# Stored data entries

::::::::::

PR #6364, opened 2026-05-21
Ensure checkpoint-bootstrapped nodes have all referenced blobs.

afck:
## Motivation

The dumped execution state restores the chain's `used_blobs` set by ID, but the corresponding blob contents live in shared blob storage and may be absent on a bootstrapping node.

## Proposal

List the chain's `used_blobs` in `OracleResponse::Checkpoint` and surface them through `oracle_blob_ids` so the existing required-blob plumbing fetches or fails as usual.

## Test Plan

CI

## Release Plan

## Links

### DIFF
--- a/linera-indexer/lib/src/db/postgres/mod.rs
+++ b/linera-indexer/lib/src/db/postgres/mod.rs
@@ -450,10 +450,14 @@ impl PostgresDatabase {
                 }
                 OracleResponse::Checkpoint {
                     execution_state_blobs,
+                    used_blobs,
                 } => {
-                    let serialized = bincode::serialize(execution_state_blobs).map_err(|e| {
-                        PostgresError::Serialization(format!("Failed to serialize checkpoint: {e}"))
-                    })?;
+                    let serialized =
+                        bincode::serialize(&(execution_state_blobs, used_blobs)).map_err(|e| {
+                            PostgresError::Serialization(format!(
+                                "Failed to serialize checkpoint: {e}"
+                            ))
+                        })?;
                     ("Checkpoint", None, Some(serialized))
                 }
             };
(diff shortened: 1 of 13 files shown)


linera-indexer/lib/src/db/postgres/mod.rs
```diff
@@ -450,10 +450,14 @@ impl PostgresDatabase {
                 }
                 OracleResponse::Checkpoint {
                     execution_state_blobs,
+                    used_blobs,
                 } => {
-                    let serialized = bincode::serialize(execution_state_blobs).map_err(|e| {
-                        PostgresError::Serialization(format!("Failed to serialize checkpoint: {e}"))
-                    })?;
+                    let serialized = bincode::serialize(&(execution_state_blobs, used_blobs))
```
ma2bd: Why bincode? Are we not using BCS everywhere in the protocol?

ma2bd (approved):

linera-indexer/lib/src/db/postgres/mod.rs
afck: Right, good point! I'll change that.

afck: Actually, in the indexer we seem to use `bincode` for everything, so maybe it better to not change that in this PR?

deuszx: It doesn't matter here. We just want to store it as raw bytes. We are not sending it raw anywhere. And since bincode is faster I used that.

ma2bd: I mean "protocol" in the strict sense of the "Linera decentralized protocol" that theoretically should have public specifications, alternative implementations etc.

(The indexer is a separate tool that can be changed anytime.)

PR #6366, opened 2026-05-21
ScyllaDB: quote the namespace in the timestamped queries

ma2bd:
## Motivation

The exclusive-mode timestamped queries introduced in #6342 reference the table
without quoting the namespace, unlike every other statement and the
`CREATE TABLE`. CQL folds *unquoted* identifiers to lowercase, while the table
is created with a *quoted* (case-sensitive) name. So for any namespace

::::::::::

# TASK ITEM
Look above for the line containing "ma2bd: Why bincode?" and the line containing "afck: Right, good point! I'll change that.". Transcribe both, with the lines between them, exactly.

# YOUR SOLUTION
ma2bd: Why bincode? Are we not using BCS everywhere in the protocol?

ma2bd (approved):

linera-indexer/lib/src/db/postgres/mod.rs
afck: Right, good point! I'll change that.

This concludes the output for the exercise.